(SUPPLIED ENTRIES)

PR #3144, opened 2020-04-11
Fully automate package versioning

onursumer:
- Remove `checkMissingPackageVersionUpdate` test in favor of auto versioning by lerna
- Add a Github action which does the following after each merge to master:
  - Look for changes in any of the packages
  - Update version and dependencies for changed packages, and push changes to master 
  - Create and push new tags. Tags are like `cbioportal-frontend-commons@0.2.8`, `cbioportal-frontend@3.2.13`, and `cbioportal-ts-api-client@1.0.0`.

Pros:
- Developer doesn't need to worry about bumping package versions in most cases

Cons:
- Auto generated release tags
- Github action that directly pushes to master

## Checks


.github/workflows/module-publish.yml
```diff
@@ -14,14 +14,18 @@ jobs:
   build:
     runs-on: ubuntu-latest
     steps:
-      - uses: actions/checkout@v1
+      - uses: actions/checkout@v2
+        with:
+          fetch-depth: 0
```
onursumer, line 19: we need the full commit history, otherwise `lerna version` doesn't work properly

(End SUPPLIED ENTRIES)

> WHAT IS NEEDED
Using the data above, count the lines that include "uses" and write the number alone.

> COMPLETED TASK
2